Thank you for joining me as I document my life, health, and journey along the way.

01/08/2024

Thank you for visiting our page! We're fundraising for a cause that's very important to us - finding a cure for scleroderma. Register, donate and walk with us on August 6 in Waubonsie Lake Park in Aurora. We'd love to see you there!

🦋 We got this 👊🏼
29/06/2024

🦋 We got this 👊🏼

15/08/2023

Endoscopy time 🙏🏼

05/01/2022

Hello 🌍, I’m sorry for not keeping everyone updated on my recovery. So far, things have been ok.
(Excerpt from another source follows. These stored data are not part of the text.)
PR #1249, opened 2016-06-29
Automatic geo-relocation on Contribute

jranks123:
- Checks the users location from the fastly header and if they are from UK, US or AU, redirects to the appropriate page, else defaults to the UK page

- Also makes sure to redirect with existing parameters

### DIFF
--- a/frontend/app/controllers/Giraffe.scala
+++ b/frontend/app/controllers/Giraffe.scala
@@ -71,10 +71,8 @@ object Giraffe extends Controller {
     val countryGroup = request.getFastlyCountry.getOrElse(CountryGroup.RestOfTheWorld)
 
     val baseUrl: Uri = redirectToGiraffe(countryGroup).absoluteURL
-    val paramsToPropagate = Seq("INTCMP", "CMP")
+    val paramsToPropagate = request.queryString.map { case (k,v) => k }.toSeq
     val urlWithParams = paramsToPropagate.foldLeft[Uri](baseUrl) { (url, param) =>
-      // No need to filter out the params that aren't present because if the `?` method gets a key-value tuple
-      // with value of None, that parameter will not be rendered when toString is called
       url ? (param -> request.getQueryString(param))
     }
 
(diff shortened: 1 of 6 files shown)


AWare:
Added my euro changes to this pr.

frontend/app/controllers/Giraffe.scala
```diff
@@ -62,14 +67,27 @@ object Giraffe extends Controller {
     )
   }
 
+  def contributeRedirect = NoCacheAction { implicit request =>
+    val countryGroup = request.getFastlyCountry.getOrElse(CountryGroup.RestOfTheWorld)
+
+    val baseUrl: Uri = redirectToGiraffe(countryGroup).absoluteURL
+    val paramsToPropagate = request.queryString.map { case (k,v) => k }.toSeq
```
markjamesbutler: It might be wise to extract the querystring concat as a function and write a unit test around it, simply so we can verify it produces valid url's with multiple query params.

frontend/app/controllers/Giraffe.scala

I was put back on Cellcept for a few months because my rheumatologist thought I relapsed since I started showing signs of skin tightening on both arms. However, it appears to have stopped. My skin score everywhere else has improved!!! 🙌🏼. I am still trying to adjust to my new norm, and enjoying my family and friends as much as possible! Stay safe, and healthy……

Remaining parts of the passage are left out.